PR #342, opened 2025-10-16
Implemented CreatePaper call

### LINKED ISSUE #184: [Feature]: Implement `CreatePaper` call

#97

As a project member, I want to create new papers.

See [API docs](https://snowballr.informatik.uni-ulm.de/docs/snowballr.html#service-snowballr.SnowballR-CreatePaper) for details.

_No response_

### Anything else?

_No response_

Slartibartfass2:
Closes #184 

## What I have made

After most of the work was done in #193. This only adds the last bit so that the createPaper call works.

## Checklist

not apply.

### DIFF
--- a/src/main/kotlin/se/uulm/snowballr/backend/repository/PaperTableRepo.kt
+++ b/src/main/kotlin/se/uulm/snowballr/backend/repository/PaperTableRepo.kt
@@ -32,6 +32,11 @@ interface IPaperTableRepo {
     suspend fun doesPaperExistById(id: UUID): Boolean
 
     /**
+     * Creates a new paper in the database with the provided values.
+     */
+    suspend fun createPaper(request: GrpcPaper): Paper
+
+    /**
      * Updates an existing paper in the database with the provided new values.
      * The following fields can be updated:
      * - [GrpcPaper.externalId_]
@@ -65,6 +70,19 @@ class PaperTableRepo(
 
     override suspend fun doesPaperExistById(id: UUID): Boolean = db.query {
         PaperTable.doesEntityExistById(id)
+    }
+
+    override suspend fun createPaper(request: GrpcPaper): Paper = db.query {
+        PaperTable.insertAndGet(ResultRow::toPaper, EntityType.PAPER) {
+            it[title] = request.title
+            it[externalId] = request.externalId
+            it[abstract] = request.abstrakt
+            it[year] = request.year
+            it[publisher] = request.publisher
+            it[publicationName] = request.publicationName
+            it[publicationType] = request.publicationType
+            it[createdAt] = OffsetDateTime.now()
+        }
     }
 
     override suspend fun updatePaper(request: GrpcPaper.Update): Paper = db.query {
--- a/src/main/kotlin/se/uulm/snowballr/backend/repository/PaperTableRepo.kt
+++ b/src/main/kotlin/se/uulm/snowballr/backend/repository/PaperTableRepo.kt
@@ -75,7 +75,7 @@ class PaperTableRepo(
     override suspend fun createPaper(request: GrpcPaper): Paper = db.query {
         PaperTable.insertAndGet(ResultRow::toPaper, EntityType.PAPER) {
             it[title] = request.title
-            it[externalId] = request.externalId
+            it[externalId] = request.externalId.ifBlank { null }
             it[abstract] = request.abstrakt
             it[year] = request.year
             it[publisher] = request.publisher
--- a/src/main/kotlin/se/uulm/snowballr/backend/repository/PaperTableRepo.kt
+++ b/src/main/kotlin/se/uulm/snowballr/backend/repository/PaperTableRepo.kt
@@ -27,9 +27,14 @@ interface IPaperTableRepo {
     suspend fun getPaperById(id: UUID): Result<Paper>
 
     /**
-     * @return whether the paper with the passed [id] exists.
+     * Checks whether the paper with the passed [id] exists.
      */
     suspend fun doesPaperExistById(id: UUID): Boolean
+
+    /**
+     * Checks whether a paper with the passed [externalId] exists.
+     */
+    suspend fun doesPaperExistByExternalId(externalId: String): Boolean
 
     /**
      * Creates a new paper in the database with the provided values.
@@ -70,6 +75,10 @@ class PaperTableRepo(
 
     override suspend fun doesPaperExistById(id: UUID): Boolean = db.query {
         PaperTable.doesEntityExistById(id)
+    }
+
+    override suspend fun doesPaperExistByExternalId(externalId: String): Boolean = db.query {
+        PaperTable.doesEntityExist { PaperTable.externalId eq externalId }
     }
 
     override suspend fun createPaper(request: GrpcPaper): Paper = db.query {
--- a/src/main/kotlin/se/uulm/snowballr/backend/service/PaperService.kt
+++ b/src/main/kotlin/se/uulm/snowballr/backend/service/PaperService.kt
@@ -37,6 +37,11 @@ interface IPaperService {
      * Service implementation of [SnowballRService.updatePaper].
      */
     suspend fun updatePaper(request: GrpcPaper.Update): GrpcPaper
+
+    /**
+     * Service implementation of [SnowballRService.createPaper].
+     */
+    suspend fun createPaper(request: GrpcPaper): GrpcPaper
 }
 
 /**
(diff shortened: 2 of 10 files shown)


src/main/kotlin/se/uulm/snowballr/backend/repository/PaperTableRepo.kt
```diff
@@ -67,6 +72,19 @@ class PaperTableRepo(
...
+            it[title] = request.title
+            it[externalId] = request.externalId
+            it[abstract] = request.abstrakt
+            it[year] = request.year
+            it[publisher] = request.publisher
+            it[publicationName] = request.publicationName
+            it[publicationType] = request.publicationType
+            it[createdAt] = OffsetDateTime.now()
+        }
+    }
```
mowi12, line 95: What about also settings the `modifiedBy` field? Since we don't have a `createdBy`, since some papers will be created by the fetcher, we could use the `modifiedBy` value for creation by a user. Or do you think we should reserve this field only for modifications?

src/main/kotlin/se/uulm/snowballr/backend/validation/PaperValidator.kt
```diff
@@ -108,4 +115,7 @@ object PaperValidator {
         val issues = validations.filterIsInstance<Either.Left<Nel<ValidationIssue>>>().map { it.value }
         issues.reduceOrNull { acc, nel -> acc + nel }?.let { raise(it) }
     }
+
+    private fun hasPathOrIsEmpty(selectedFields: Set<String>, path: String) =
```
mowi12, line 139: I think this helper functions should get a comment, why empty and explicit value is allowed.

src/test/kotlin/se/uulm/snowballr/backend/repository/PaperTableRepoTest.kt
```diff
@@ -83,6 +85,60 @@ class PaperTableRepoTest : RepositoryTest(arrayOf(PaperTable), false) {
         }
     }
 
+    @Nested
+    inner class CreatePaper {
+        @Test
+        fun `When a paper is created, then the created paper is returned`() = runTest {
+            val request = Paper.newBuilder()
```
mowi12: What about a `validRequestBuilder` function? Similar to other tests? Then you only need to create the request once.
Especially in this case, since there are a lot of values which need to be set.

src/main/kotlin/se/uulm/snowballr/backend/service/PaperService.kt
```diff
@@ -87,6 +92,8 @@ class PaperService(
         return repo.updatePaper(request).toGrpcPaper()
     }
 
+    override suspend fun createPaper(request: GrpcPaper): GrpcPaper = repo.createPaper(request).toGrpcPaper()
```
mowi12: I think you should catch the SQL Error, and throw an "Already Exists" error, or not?

mowi12 (changes requested):
I think there are some things you need to improve. I will take a closer look at the rest of the tests after you updated the service layer.

src/main/kotlin/se/uulm/snowballr/backend/repository/PaperTableRepo.kt
Slartibartfass2: I wouldn't use `modified_by` to set the creator. As far as I remember, we denied needing `createdBy` because mostly it will be created by the fetchers.

src/main/kotlin/se/uulm/snowballr/backend/service/PaperService.kt
Slartibartfass2: I added a check before creating the paper.

src/main/kotlin/se/uulm/snowballr/backend/validation/PaperValidator.kt
Slartibartfass2: I added a description.

Slartibartfass2 (commented):
Thanks for the review.

src/test/kotlin/se/uulm/snowballr/backend/repository/PaperTableRepoTest.kt
```diff
@@ -83,6 +85,86 @@ class PaperTableRepoTest : RepositoryTest(arrayOf(PaperTable), false) {
...
+        @Test
+        fun `When a paper is created, then the created paper is returned`() = runTest {
+            val request = getExamplePaperRequest()
+
+            val start = OffsetDateTime.now()
+            val createdPaper = repo.createPaper(request)
+            val end = OffsetDateTime.now()
+
+            with(createdPaper) {
+                assertThat(id).isNotNull
```
mowi12: First, you forgot to add `()` at the end, but:

```suggestion
                assertNotNull(id)
```

would be better.

src/test/kotlin/se/uulm/snowballr/backend/repository/PaperTableRepoTest.kt
```diff
@@ -83,6 +85,86 @@ class PaperTableRepoTest : RepositoryTest(arrayOf(PaperTable), false) {
...
+                assertEquals("ExternalId", externalId)
+                assertEquals("Abstract", abstract)
+                assertEquals(2025, year)
+                assertEquals("Publisher", publisher)
+                assertEquals("PublicationType", publicationType)
+                assertEquals("PublicationName", publicationName)
+                assertThat(fetcherMetadata).isEmpty()
+                assertThat(createdAt).isBetween(start, end)
+                assertThat(modifiedAt).isNull()
+                assertThat(modifiedBy).isNull()
```
mowi12:
```suggestion
                assertNull(modifiedAt)
                assertNull(modifiedBy)
```

src/test/kotlin/se/uulm/snowballr/backend/repository/PaperTableRepoTest.kt
```diff
@@ -8,6 +8,7 @@ import org.junit.jupiter.api.Assertions.assertFalse
 import org.junit.jupiter.api.Assertions.assertTrue
 import org.junit.jupiter.api.Nested
 import org.junit.jupiter.api.Test
+import org.junit.jupiter.api.assertThrows
```
mowi12, line 13:
```suggestion
import org.junit.jupiter.api.assertNotNull
import org.junit.jupiter.api.assertNull
import org.junit.jupiter.api.assertThrows
```

src/test/kotlin/se/uulm/snowballr/backend/repository/PaperTableRepoTest.kt
```diff
@@ -83,6 +85,86 @@ class PaperTableRepoTest : RepositoryTest(arrayOf(PaperTable), false) {
...
+            }
+
+        @Test
+        fun `When a paper is created with an empty external ID, then the paper is created with a null external ID`() =
+            runTest {
+                val request = getExamplePaperRequest(externalId = "")
+
+                val createdPaper = repo.createPaper(request)
+
+                assertThat(createdPaper.externalId).isNull()
```
mowi12:
```suggestion
                assertNull(createdPaper.externalId)
```

mowi12 (changes requested):
In addition to my requests, I also found out, that I couldn't create a paper since the validation of the ID is wrong. Please fix this as well.

src/test/kotlin/se/uulm/snowballr/backend/repository/PaperTableRepoTest.kt
Slartibartfass2: Changed it.

src/test/kotlin/se/uulm/snowballr/backend/repository/PaperTableRepoTest.kt
Slartibartfass2: Changed it.

src/test/kotlin/se/uulm/snowballr/backend/repository/PaperTableRepoTest.kt
Slartibartfass2: Changed it.

src/test/kotlin/se/uulm/snowballr/backend/repository/PaperTableRepoTest.kt
Slartibartfass2: Changed it.

Slartibartfass2 (commented):
Thank you for the review.

mowi12 (dismissed):
Great! Now everything works!

I just saw, that you still have linting errors and some tests are not working. Please fix them!

Slartibartfass2:
> Great! Now everything works!
> 
> I just saw, that you still have linting errors and some tests are not working. Please fix them!

I should've checked it again...
I fixed it now.

mowi12 (approved):
Perfect!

··········

- The problem
Pull every line holding "whether" out of the records.

- Answer for this exercise
-     * @return whether the paper with the passed [id] exists.
+     * Checks whether the paper with the passed [id] exists.
+     * Checks whether a paper with the passed [externalId] exists.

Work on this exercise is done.